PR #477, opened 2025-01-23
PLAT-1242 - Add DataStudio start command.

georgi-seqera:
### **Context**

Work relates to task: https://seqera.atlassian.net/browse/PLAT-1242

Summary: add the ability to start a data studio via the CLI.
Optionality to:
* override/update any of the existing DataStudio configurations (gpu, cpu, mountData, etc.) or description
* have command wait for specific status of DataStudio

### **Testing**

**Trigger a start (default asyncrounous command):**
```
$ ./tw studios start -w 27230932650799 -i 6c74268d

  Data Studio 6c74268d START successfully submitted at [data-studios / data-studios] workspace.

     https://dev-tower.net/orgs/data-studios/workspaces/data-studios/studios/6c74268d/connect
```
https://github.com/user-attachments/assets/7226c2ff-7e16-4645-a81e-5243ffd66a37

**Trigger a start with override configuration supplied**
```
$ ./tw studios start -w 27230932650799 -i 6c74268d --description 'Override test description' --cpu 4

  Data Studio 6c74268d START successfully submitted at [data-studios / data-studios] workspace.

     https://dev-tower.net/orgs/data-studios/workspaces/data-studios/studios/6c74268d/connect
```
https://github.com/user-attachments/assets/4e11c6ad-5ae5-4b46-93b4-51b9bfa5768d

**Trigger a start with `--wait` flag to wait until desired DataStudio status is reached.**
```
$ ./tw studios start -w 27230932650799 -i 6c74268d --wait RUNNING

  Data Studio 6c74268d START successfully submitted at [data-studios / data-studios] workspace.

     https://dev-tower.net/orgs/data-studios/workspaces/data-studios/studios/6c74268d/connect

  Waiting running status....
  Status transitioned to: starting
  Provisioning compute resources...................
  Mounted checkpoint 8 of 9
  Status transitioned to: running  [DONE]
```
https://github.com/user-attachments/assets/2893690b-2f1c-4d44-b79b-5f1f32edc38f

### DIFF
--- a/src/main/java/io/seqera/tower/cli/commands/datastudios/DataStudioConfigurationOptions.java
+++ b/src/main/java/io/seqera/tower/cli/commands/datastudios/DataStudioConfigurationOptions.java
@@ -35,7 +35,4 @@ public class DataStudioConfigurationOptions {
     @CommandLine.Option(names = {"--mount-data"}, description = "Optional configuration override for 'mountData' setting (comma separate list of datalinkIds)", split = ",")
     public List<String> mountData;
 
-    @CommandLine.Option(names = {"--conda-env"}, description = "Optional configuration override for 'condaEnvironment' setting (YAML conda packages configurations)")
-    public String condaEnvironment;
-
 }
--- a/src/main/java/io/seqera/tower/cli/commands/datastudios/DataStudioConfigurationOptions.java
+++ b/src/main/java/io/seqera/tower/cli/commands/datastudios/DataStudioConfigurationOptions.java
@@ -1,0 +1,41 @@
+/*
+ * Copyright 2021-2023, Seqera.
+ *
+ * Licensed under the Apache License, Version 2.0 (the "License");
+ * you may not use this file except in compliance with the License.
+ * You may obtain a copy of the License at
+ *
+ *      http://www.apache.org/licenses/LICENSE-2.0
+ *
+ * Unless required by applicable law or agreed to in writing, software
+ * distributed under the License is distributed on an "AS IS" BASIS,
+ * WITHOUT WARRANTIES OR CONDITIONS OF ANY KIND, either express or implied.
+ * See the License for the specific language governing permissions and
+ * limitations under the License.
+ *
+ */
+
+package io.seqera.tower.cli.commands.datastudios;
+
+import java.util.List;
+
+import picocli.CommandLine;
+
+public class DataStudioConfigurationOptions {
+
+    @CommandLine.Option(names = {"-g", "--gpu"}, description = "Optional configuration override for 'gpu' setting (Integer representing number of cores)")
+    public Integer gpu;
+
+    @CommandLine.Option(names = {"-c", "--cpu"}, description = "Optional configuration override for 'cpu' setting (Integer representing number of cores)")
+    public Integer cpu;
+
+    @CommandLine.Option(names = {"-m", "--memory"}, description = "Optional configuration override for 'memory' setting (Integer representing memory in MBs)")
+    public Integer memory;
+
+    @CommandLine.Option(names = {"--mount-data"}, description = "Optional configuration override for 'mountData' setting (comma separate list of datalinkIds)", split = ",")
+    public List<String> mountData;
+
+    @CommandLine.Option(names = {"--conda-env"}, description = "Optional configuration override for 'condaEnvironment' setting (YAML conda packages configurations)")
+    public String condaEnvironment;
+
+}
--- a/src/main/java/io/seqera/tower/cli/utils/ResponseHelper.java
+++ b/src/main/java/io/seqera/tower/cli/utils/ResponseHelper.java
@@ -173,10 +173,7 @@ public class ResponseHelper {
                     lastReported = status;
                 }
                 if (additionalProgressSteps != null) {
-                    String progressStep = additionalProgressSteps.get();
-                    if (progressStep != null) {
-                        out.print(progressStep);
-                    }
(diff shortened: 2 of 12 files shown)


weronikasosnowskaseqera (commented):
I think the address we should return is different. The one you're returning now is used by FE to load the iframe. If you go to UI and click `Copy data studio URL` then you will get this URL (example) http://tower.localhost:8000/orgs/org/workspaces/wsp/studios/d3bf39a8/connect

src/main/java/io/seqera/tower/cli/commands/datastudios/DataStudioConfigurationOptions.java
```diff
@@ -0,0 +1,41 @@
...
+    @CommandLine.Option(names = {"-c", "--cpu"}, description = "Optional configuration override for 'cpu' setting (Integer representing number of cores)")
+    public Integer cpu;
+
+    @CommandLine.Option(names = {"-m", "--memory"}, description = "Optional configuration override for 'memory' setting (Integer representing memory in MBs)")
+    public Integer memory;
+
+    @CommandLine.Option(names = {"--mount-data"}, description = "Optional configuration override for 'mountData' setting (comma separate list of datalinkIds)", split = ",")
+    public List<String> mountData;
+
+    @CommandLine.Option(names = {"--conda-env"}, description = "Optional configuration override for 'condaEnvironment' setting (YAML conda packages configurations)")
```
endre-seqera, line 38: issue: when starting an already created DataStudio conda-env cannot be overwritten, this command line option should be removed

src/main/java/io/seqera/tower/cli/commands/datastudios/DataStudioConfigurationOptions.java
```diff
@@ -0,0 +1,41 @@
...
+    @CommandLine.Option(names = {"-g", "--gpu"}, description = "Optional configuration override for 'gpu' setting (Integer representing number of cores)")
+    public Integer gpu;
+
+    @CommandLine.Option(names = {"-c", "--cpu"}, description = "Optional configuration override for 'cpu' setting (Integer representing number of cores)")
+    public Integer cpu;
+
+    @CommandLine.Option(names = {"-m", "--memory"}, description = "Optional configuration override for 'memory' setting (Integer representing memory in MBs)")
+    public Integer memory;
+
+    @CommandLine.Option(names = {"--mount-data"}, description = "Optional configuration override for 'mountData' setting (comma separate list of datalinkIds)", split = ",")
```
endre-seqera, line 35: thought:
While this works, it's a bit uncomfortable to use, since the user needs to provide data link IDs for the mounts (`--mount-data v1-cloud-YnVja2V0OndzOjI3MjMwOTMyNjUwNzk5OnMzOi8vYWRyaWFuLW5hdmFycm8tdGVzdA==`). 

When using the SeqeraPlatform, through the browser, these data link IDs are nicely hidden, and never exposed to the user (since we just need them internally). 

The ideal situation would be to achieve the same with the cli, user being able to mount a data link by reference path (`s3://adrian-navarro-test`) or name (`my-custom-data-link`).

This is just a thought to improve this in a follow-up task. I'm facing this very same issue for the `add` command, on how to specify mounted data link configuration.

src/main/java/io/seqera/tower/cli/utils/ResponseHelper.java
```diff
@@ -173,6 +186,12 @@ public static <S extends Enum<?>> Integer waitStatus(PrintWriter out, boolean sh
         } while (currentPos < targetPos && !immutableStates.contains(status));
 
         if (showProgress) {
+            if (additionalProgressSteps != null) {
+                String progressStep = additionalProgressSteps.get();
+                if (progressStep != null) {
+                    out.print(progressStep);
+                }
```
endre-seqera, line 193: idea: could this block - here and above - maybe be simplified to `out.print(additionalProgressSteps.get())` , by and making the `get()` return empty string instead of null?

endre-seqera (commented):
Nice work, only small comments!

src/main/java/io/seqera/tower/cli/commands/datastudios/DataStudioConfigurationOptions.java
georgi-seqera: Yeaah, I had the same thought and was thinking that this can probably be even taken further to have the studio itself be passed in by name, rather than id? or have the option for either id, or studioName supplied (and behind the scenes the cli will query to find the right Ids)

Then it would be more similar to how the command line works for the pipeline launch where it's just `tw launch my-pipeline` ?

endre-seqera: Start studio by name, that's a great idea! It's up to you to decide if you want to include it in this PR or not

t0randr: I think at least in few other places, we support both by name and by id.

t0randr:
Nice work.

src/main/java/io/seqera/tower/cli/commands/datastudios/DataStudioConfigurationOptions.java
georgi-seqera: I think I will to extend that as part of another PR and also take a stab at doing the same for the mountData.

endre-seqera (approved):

▶ _WHAT TO WORK ON_:
The first line of the entries, the line with "etc.) or description", and every line between them should be retyped exactly, and nothing else.

▶ _RESPONSE FOR THIS EXERCISE_:
PR #477, opened 2025-01-23
PLAT-1242 - Add DataStudio start command.

georgi-seqera:
### **Context**

Work relates to task: https://seqera.atlassian.net/browse/PLAT-1242

Summary: add the ability to start a data studio via the CLI.
Optionality to:
* override/update any of the existing DataStudio configurations (gpu, cpu, mountData, etc.) or description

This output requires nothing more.